I've a small Angular application deployed to Firebase. There're only 2 users. The users are authenticated with their emails addresses. I'm able to get the user data in my Angular application.
In the development phase I've used the following Realtime Database rule:
{
"rules": {
".read": true,
".write": true
}
}
Naturally, I'd like to make the full database only readable and writeable for that 2 users.
I've tried to set up the following rules:
{
"rules": {
".read": "auth.uid !== null",
".write": "auth.uid !== null"
}
}
As expected, I receive a 401 error.
My question would be, that how should I send the uid from within the Angular app endpoint requests?

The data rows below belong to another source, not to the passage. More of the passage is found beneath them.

Issue #1, opened 2015-08-18
Additional subscription scheme settings


franticpsyx:
In its current state, the mini-extension is missing the following sub settings from the product-level subscription scheme UI:
- trial length
- trial period
- sign up fee

It's also missing the "Limit Subscription" setting, and the "Synchronise Renewals" setting.

These are obviously important, but since we rely on Subs core for all associated functionality, adding these in should be a trivial matter once everything else gets reviewed.

felipesantana:
I might have some issue with the this plugin, there is no "Subscription Option" on the tab "Subscription", I clicked "add option" and nothing happens. Did I miss some configuration? Heres a screenshot and thanks for this plugins, if I can get this working it will save my life ;D

Screenshot: http://cl.ly/image/0e0M1n3F3F1L

franticpsyx:
@felipesantana The issue you are reporting is irrelevant to this thread - please open another one. Also I'm not able to replicate this issue. Please check your browser console for errors, and post your findings in a new ticket. Thanks!

franticpsyx:
Submitted ideas:

- add the possibility for the store manager to set a % discount if the user subscribes to a product
- add sync renewal options

thenbrent:
> add the possibility for the store manager to set a % discount if the user subscribes to a product

Cool, like Amazon's "Subscribe and Save" system (though I think they've trademarked that phrase so we'll need to call it something else).

> add sync renewal options

Hopefully we can most of the exiting methods in `WC_Subscriptions_Synchroniser` to handle this. At very least for the logic to handle everything after the products are made into cart items. To actually sync the subscription options for a product might need a bit more custom code. Although ideally we also use `WC_Subscriptions_Synchroniser::subscription_product_fields()` to display the sync fields (it will need extra JS to link the sync period with that subscription options chosen billing period though).

franticpsyx:
>Cool, like Amazon's "Subscribe and Save" system (though I think they've trademarked that phrase so we'll need to call it something else).

This should already work in the https://github.com/Prospress/woocommerce-subscribe-to-all-the-things/tree/issue-13-patches branch - there are some issues with per-item-priced bundle types and the way totals show up in the product details page, but other than that, I think we are good.

Will run some more tests when I get back from Cape Town ;)

franticpsyx:
@thenbrent Note we've allowed both the ability to set a % discount **and** the ability to override the Regular/Sale prices at subscription-scheme level.

[...]

Issue #42, opened 2016-06-09
SATT Products API


franticpsyx:
### Objective

Currently, most logic and data needed for "converting" `WC_Product` objects to subscription-enabled objects are scattered all over the place, for instance:
1. scheme data is only accessible from post meta, while 
2. the active subscription scheme id is stored only in the cart item array
3. subscription details are stored as object properties by WCS

(1) and (2), as well as all associated logic for "converting" a product to a subscription in the cart is currently implemented using static functions, simply organized in suitably named classes.

Obviously, we need a more formal, object-oriented way to: 
- manage the subscription schemes available with a WC product, 
- access its subscription status/details (regardless of its type) and 
- convert its subscription state,

not only in cart context, but in a way that's more tightly integrated with the `WC_Product` class.
### Ideal Case

Ideally, if this would all be part of WC core, the Abstract Product class would include properties and methods to handle the "Subscription Nature" of a product internally, and set any properties associated with it (billing periods, intervals, trial, prices, sign up prices, etc) when converting from/to a non-recurring billing state to a recurring one.

This would allow a product to freely switch between states, while existing methods could ideally take this into account and modify their output, for instance:
- `get_price` and other price getters could modify the returned value depending on the price(s) associated with the active scheme, if set, otherwise return the standard non-recurring (one-off) price.
- `get_price_html` could try to generate an output based on the active subscription (if set), otherwise return something meaningful based on a stored `min_price_subscription_scheme`.

From a cart perspective, this core-embedded handling would allow WC to set the active subscription scheme with the item session data, and "convert" it when instantiating the product class, similar to how products are instantiated using their `product_id` alone - only we'd have an additional `subscription_scheme_id` to pass to the constructor.

From an order perspective, `get_product_from_item` would use a similar method to instantiate the object using a `subscription_scheme_id` field stored in the line item.

This would allow products to have a _dual_ nature - the Subscription and the Product, distinct from one another but unified in the same object.

(Do we agree with this as a utopian solution to start with?)
### Possible Solutions

What's the closest we can get to our Utopia, if we agree we accept it as such?
- Somehow dynamically add properties and methods to all instantiated products on init. If PHP was JS, we would have likely intervened with the Abstract Product prototype, or appended "methods" and "properties" at some point during run time. I don't think we have this option.
[...]

PR #47, opened 2016-06-21
Additional subscription scheme settings

seb86:
This push is in reference to issue #1.

Changes made are simply adding filters to allow the full use of Subscriptions within this extension and allow other extensions to connect with such as [this one](https://github.com/seb86/woocommerce-subscribe-to-all-the-things-signup-trial-add-on).

Also did a version number change.


franticpsyx:
@seb86 Green light from me - I'll give you some more time as we think about #42 just in case you need to add anything else in v1.1.

seb86:
@franticpsyx Thank you.

includes/class-wcsatt-display.php
```diff
@@ -526,6 +536,43 @@ public static function filter_price_html( $price, $product ) {
...
+
+		$product_type = $product->product_type;
+
+		$product_schemes = get_post_meta( $product->id, '_wcsatt_schemes', true );
+
+		$force_subscription = get_post_meta( $product->id, '_wcsatt_force_subscription', true );
+
+		if ( in_array( $product_type, WCS_ATT()->get_supported_product_types() ) && $product_schemes ) {
+
+			if ( $force_subscription == 'yes' ) {
```
thenbrent: This should be a yoda condition, i.e. `'yes' == $force_subscription`, to conform to the [WP coding standards](https://make.wordpress.org/core/handbook/best-practices/coding-standards/php/#yoda-conditions).

thenbrent:
@seb86 LGTM. One issue with use of yoda condition but otherwise 👍 

I'd also suggest not updating version numbers in PRs. That can be done at deployment time rather than during development.

includes/class-wcsatt-display.php
seb86: @thenbrent I obviously still have much to learn. I did not know of this Yoda condition. I will push a quick fix.

seb86:
@thenbrent I changed the version during development of the extension I'm building. I will remember next time to put it back to the original version before committing.

seb86:
@franticpsyx @thenbrent Any chance this will be merged soon?

includes/class-wcsatt-display.php
```diff
@@ -526,6 +536,43 @@ public static function filter_price_html( $price, $product ) {
...
+			if ( 'yes' == $force_subscription ) {
+
+				if ( $product->variation_id > 0 ) {
+
+					$button_text = __( 'Sign Up this Variation', WCS_ATT::TEXT_DOMAIN );
+
+				} else {
+
+					$button_text = get_option( WC_Subscriptions_Admin::$option_prefix . '_add_to_cart_button_text', __( 'Sign Up Now', WCS_ATT
+::TEXT_DOMAIN ) );
```
thenbrent: This doesn't need to be on a new line. 😄

includes/class-wcsatt-display.php
```diff
@@ -526,6 +536,43 @@ public static function filter_price_html( $price, $product ) {
...
+
+		$force_subscription = get_post_meta( $product->id, '_wcsatt_force_subscription', true );
+
+		if ( in_array( $product_type, WCS_ATT()->get_supported_product_types() ) && $product_schemes ) {
+
+			if ( 'yes' == $force_subscription ) {
+
+				if ( $product->variation_id > 0 ) {
+
+					$button_text = __( 'Sign Up this Variation', WCS_ATT::TEXT_DOMAIN );
```
thenbrent: This button text feels a little too custom to me to include in core. I'd probably instead always use the value of `WC_Subscriptions_Admin::$option_prefix . '_add_to_cart_button_text'` and if the store owner wants custom text for variations, they can use the `'wcsatt_add_to_cart_text'` filter to set that.

thenbrent:
@seb86 sorry for the delay. I've left two small comments, otherwise this looks good to me and can be merged once those are fixed up and @franticpsyx gives it the 👍

franticpsyx:
@seb86 Took a look and basically agree with @thenbrent 's comments. I'll merge and release v1.1 when the points Brent raised are fixed.

I hoped to have some issues reported for v1.1 RC1 before calling v1.1 final - also waited for a last word from you to merge but caught up by work in the meanwhile.

seb86:
OK @thenbrent and @franticpsyx. I will correct this today and get back to you both.

seb86:
Done. Any chance issue #49 could be addressed quickly @franticpsyx before the release?

includes/admin/class-wcsatt-admin.php
```diff
@@ -36,7 +36,7 @@ public static function init() {
 		add_action( 'woocommerce_product_write_panels', __CLASS__ . '::product_write_panel' );
 
 		// Processes and saves the necessary post meta.
-		add_action( 'woocommerce_process_product_meta', __CLASS__ . '::process_product_meta' );
+		add_action( 'woocommerce_process_product_meta', __CLASS__ . '::process_product_meta', 15, 1 );
```
seb86: I also made sure it saves the meta data after WooCommerce has done it's first, not before.

franticpsyx:
@seb86 

I have a feeling that 6bf86da shouldn't be in SATT, but I might be wrong. I'm not familiar with the Sub Shortcodes extension but this piece of code doesn't look like it's making SATT do something for its self that it wouldn't do otherwise. If it's adding SATT support into another plugin, then it should go in there (conditionally on the presence of SATT).

>Any chance issue #49 could be addressed quickly

Yep, will have a look once we decide what to do with 6bf86da and finally merge this.

franticpsyx:
@seb86 please avoid adding irrelevant commits to this PR to keep things focused - 342cf14 is not relevant with "Additional subscription scheme settings" or adding hooks, which was the intent of this PR :)

seb86:
@franticpsyx Should I then remove commit 6bf86da so you can merge. You may be right about adding it to the subscription shortcodes extension instead.

franticpsyx:
Thanks @seb86 - yep, if you can remove 6bf86da I'll have a final look and then merge 👍

seb86:
@franticpsyx Great. :+1:

seb86:
Ready, Set, Merge, Release  :package:

franticpsyx:
@seb86 Tweaked a few things in https://github.com/Prospress/woocommerce-subscribe-all-the-things/commit/07765c19fa5f23346947ed0c3db52370f1f05a21 

To be honest, I don't think this filter was needed - https://github.com/Prospress/woocommerce-subscribe-all-the-things/commit/07765c19fa5f23346947ed0c3db52370f1f05a21#diff-af820c6be360bb1a8e112cfab4d897ddR167

There's already a filter that allows you to change the option description a few lines below. I'd be happy to remove the `wcsatt_single_product_subscription_scheme_price_html` filter if you can use the one that follows.

seb86:
@franticpsyx I will be able to go over it tomorrow.

seb86:
> To be honest, I don't think this filter was needed - 07765c1#diff-af820c6be360bb1a8e112cfab4d897ddR167

@franticpsyx I'm pretty sure I put that filter there so that I could return the sign up fee and trial. So now I need to change the filter in my extension which I will do tomorrow.

franticpsyx:
>I put that filter there so that I could return the sign up fee and trial. So now I need to change the filter in my extension which I will do tomorrow.

@seb86 Can you use this one instead? - https://github.com/Prospress/woocommerce-subscribe-all-the-things/blob/master/includes/class-wcsatt-display.php#L181

I totally missed there was a filter when looking at your diff - perhaps you missed that as well?

seb86:
> @seb86 Can you use this one instead?

@franticpsyx No, because it needs to filter the function `WC_Subscriptions_Product::get_price_string` on [line 167](https://github.com/Prospress/woocommerce-subscribe-all-the-things/blob/master/includes/class-wcsatt-display.php#L167).

seb86:
@franticpsyx I have [changed the filters](https://github.com/seb86/woocommerce-subscribe-to-all-the-things-signup-trial-add-on/commit/402a3db5531672c3bc7f312a0ff38e2af027c3f3) used in my extension to match your tweak.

I've tried sending it via path param, like:
this.http.get(`https://myappname.firebaseio.com/data.json?auth=${uid}`).toPromise();
But passing the logged in user's uid like this won't work. Should I send it with http headers? If yes, what should be the proper syntax?
Or do I need to send anything? Maybe I just need a better realtime database rule?
Edit:
I was able to retrieve the tokenId with the auth service's constructor.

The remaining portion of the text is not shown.